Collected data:

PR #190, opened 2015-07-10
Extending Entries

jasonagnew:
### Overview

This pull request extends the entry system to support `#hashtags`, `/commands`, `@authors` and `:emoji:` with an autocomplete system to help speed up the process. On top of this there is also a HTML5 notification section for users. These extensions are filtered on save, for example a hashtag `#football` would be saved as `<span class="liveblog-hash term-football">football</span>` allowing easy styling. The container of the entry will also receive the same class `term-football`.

* * *

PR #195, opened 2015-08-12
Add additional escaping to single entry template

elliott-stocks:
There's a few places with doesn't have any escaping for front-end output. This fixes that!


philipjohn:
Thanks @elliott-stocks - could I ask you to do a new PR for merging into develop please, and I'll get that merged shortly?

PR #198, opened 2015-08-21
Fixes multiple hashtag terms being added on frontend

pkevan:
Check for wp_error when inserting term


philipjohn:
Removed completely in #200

...

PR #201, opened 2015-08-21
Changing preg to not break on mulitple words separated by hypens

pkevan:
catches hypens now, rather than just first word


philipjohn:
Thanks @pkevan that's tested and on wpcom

Goal of the exercise: An exact copy of the lines above, from the one containing "PR #190, opened 2015-07-10" down to the one containing "This pull request" and including both, is the whole answer; retype it and nothing else.

Result:
PR #190, opened 2015-07-10
Extending Entries

jasonagnew:
### Overview

This pull request extends the entry system to support `#hashtags`, `/commands`, `@authors` and `:emoji:` with an autocomplete system to help speed up the process. On top of this there is also a HTML5 notification section for users. These extensions are filtered on save, for example a hashtag `#football` would be saved as `<span class="liveblog-hash term-football">football</span>` allowing easy styling. The container of the entry will also receive the same class `term-football`.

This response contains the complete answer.